Return the listing that follows, word for word.

========================================

PR #2558, opened 2026-05-15
pgconn: add configurable max message body length

carter-ya:
## Summary

- Add `pgconn.Config.MaxBodyLen` and apply it to `pgproto3.Frontend` during `ConnectConfig` and `Construct`.
- Add regression coverage for configured body length limits.

## Rationale

`pgproto3.Frontend` already supports `SetMaxBodyLen`, but `pgconn` users currently need to reach through to the protocol frontend to configure it. Exposing the setting on `pgconn.Config` makes it possible to reject unreasonable message bodies before `chunkReader` allocates the buffer.

The default remains `0`, so no maximum is enforced unless callers opt in. This preserves the existing behavior while allowing applications to configure a defensive limit.

## Testing

- `go test ./pgproto3 ./pgconn -run 'TestFrontendReceiveExceededMaxBodyLen|TestBackendReceiveExceededMaxBodyLen|TestConnectConfigMaxBodyLen|TestConfigCopyReturnsEqualConfig'`

### DIFF
--- a/pgconn/config.go
+++ b/pgconn/config.go
@@ -44,6 +44,11 @@ type Config struct {
 	LookupFunc     LookupFunc // e.g. net.Resolver.LookupHost
 	BuildFrontend  BuildFrontendFunc
 
+	// MaxBodyLen is the maximum length of a PostgreSQL wire protocol message body in octets. If a message body exceeds
+	// this length, reading the message will fail with pgproto3.ExceededMaxBodyLenErr. The default value is 0, which
+	// means no maximum is enforced.
+	MaxBodyLen int
+
 	// BuildContextWatcherHandler is called to create a ContextWatcherHandler for a connection. The handler is called
 	// when a context passed to a PgConn method is canceled.
 	BuildContextWatcherHandler func(*PgConn) ctxwatch.Handler
--- a/pgconn/config.go
+++ b/pgconn/config.go
@@ -44,10 +44,10 @@ type Config struct {
 	LookupFunc     LookupFunc // e.g. net.Resolver.LookupHost
 	BuildFrontend  BuildFrontendFunc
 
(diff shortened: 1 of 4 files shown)


jackc:
Is `MaxBodyLen` the right name for this at the `pgconn.Config` layer? It has a clear meaning at the `pgproto3.Frontend` layer. But at the connection / config layer I'm not sure I would immediately understand what it meant. 🤷

carter-ya:
> Is `MaxBodyLen` the right name for this at the `pgconn.Config` layer? It has a clear meaning at the `pgproto3.Frontend` layer. But at the connection / config layer I'm not sure I would immediately understand what it meant. 🤷

  Good point. `MaxBodyLen` mirrors the `pgproto3.Frontend` API, but I agree it may be too protocol-internal for `pgconn.Config`.

  Would you prefer one of these directions?

  1. Keep it as a top-level `pgconn.Config` field, but use a more explicit name, e.g. `MaxProtocolMessageBodyLen`.
  2. Add a small protocol namespace, e.g. `Config.Protocol.MaxMessageBodyLen`, so future protocol-level frontend options have a clearer home.

  My current leaning is option 1 as the smallest API change, but option 2 may be cleaner if you expect more protocol-level knobs to be exposed later.

jackc:
One additional bit of information: this already can be configured on connection with `Config.BuildFrontend`. This feature doesn't enable new functionality, it makes it a bit easier to use. Depending on how frequently this is used, it may or may not be necessary to add this helper. That said, I'm willing to accept it.

I would go for the top-level `pgconn.Config` field. That matches what we already have with `MinProtocolVersion` and `MaxProtocolVersion`.

carter-ya:
Thanks, that makes sense. I’ll keep it as a top-level `pgconn.Config` field and rename it to `MaxProtocolMessageBodyLen` to make the protocol-level meaning clearer while matching the existing `MinProtocolVersion` / `MaxProtocolVersion` style.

========================================

Task solution »
PR #2558, opened 2026-05-15
pgconn: add configurable max message body length

carter-ya:
## Summary

- Add `pgconn.Config.MaxBodyLen` and apply it to `pgproto3.Frontend` during `ConnectConfig` and `Construct`.
- Add regression coverage for configured body length limits.

## Rationale

`pgproto3.Frontend` already supports `SetMaxBodyLen`, but `pgconn` users currently need to reach through to the protocol frontend to configure it. Exposing the setting on `pgconn.Config` makes it possible to reject unreasonable message bodies before `chunkReader` allocates the buffer.

The default remains `0`, so no maximum is enforced unless callers opt in. This preserves the existing behavior while allowing applications to configure a defensive limit.

## Testing

- `go test ./pgproto3 ./pgconn -run 'TestFrontendReceiveExceededMaxBodyLen|TestBackendReceiveExceededMaxBodyLen|TestConnectConfigMaxBodyLen|TestConfigCopyReturnsEqualConfig'`

### DIFF
--- a/pgconn/config.go
+++ b/pgconn/config.go
@@ -44,6 +44,11 @@ type Config struct {
 	LookupFunc     LookupFunc // e.g. net.Resolver.LookupHost
 	BuildFrontend  BuildFrontendFunc
 
+	// MaxBodyLen is the maximum length of a PostgreSQL wire protocol message body in octets. If a message body exceeds
+	// this length, reading the message will fail with pgproto3.ExceededMaxBodyLenErr. The default value is 0, which
+	// means no maximum is enforced.
+	MaxBodyLen int
+
 	// BuildContextWatcherHandler is called to create a ContextWatcherHandler for a connection. The handler is called
 	// when a context passed to a PgConn method is canceled.
 	BuildContextWatcherHandler func(*PgConn) ctxwatch.Handler
--- a/pgconn/config.go
+++ b/pgconn/config.go
@@ -44,10 +44,10 @@ type Config struct {
 	LookupFunc     LookupFunc // e.g. net.Resolver.LookupHost
 	BuildFrontend  BuildFrontendFunc
 
(diff shortened: 1 of 4 files shown)


jackc:
Is `MaxBodyLen` the right name for this at the `pgconn.Config` layer? It has a clear meaning at the `pgproto3.Frontend` layer. But at the connection / config layer I'm not sure I would immediately understand what it meant. 🤷

carter-ya:
> Is `MaxBodyLen` the right name for this at the `pgconn.Config` layer? It has a clear meaning at the `pgproto3.Frontend` layer. But at the connection / config layer I'm not sure I would immediately understand what it meant. 🤷

  Good point. `MaxBodyLen` mirrors the `pgproto3.Frontend` API, but I agree it may be too protocol-internal for `pgconn.Config`.

  Would you prefer one of these directions?

  1. Keep it as a top-level `pgconn.Config` field, but use a more explicit name, e.g. `MaxProtocolMessageBodyLen`.
  2. Add a small protocol namespace, e.g. `Config.Protocol.MaxMessageBodyLen`, so future protocol-level frontend options have a clearer home.

  My current leaning is option 1 as the smallest API change, but option 2 may be cleaner if you expect more protocol-level knobs to be exposed later.

jackc:
One additional bit of information: this already can be configured on connection with `Config.BuildFrontend`. This feature doesn't enable new functionality, it makes it a bit easier to use. Depending on how frequently this is used, it may or may not be necessary to add this helper. That said, I'm willing to accept it.

I would go for the top-level `pgconn.Config` field. That matches what we already have with `MinProtocolVersion` and `MaxProtocolVersion`.

carter-ya:
Thanks, that makes sense. I’ll keep it as a top-level `pgconn.Config` field and rename it to `MaxProtocolMessageBodyLen` to make the protocol-level meaning clearer while matching the existing `MinProtocolVersion` / `MaxProtocolVersion` style.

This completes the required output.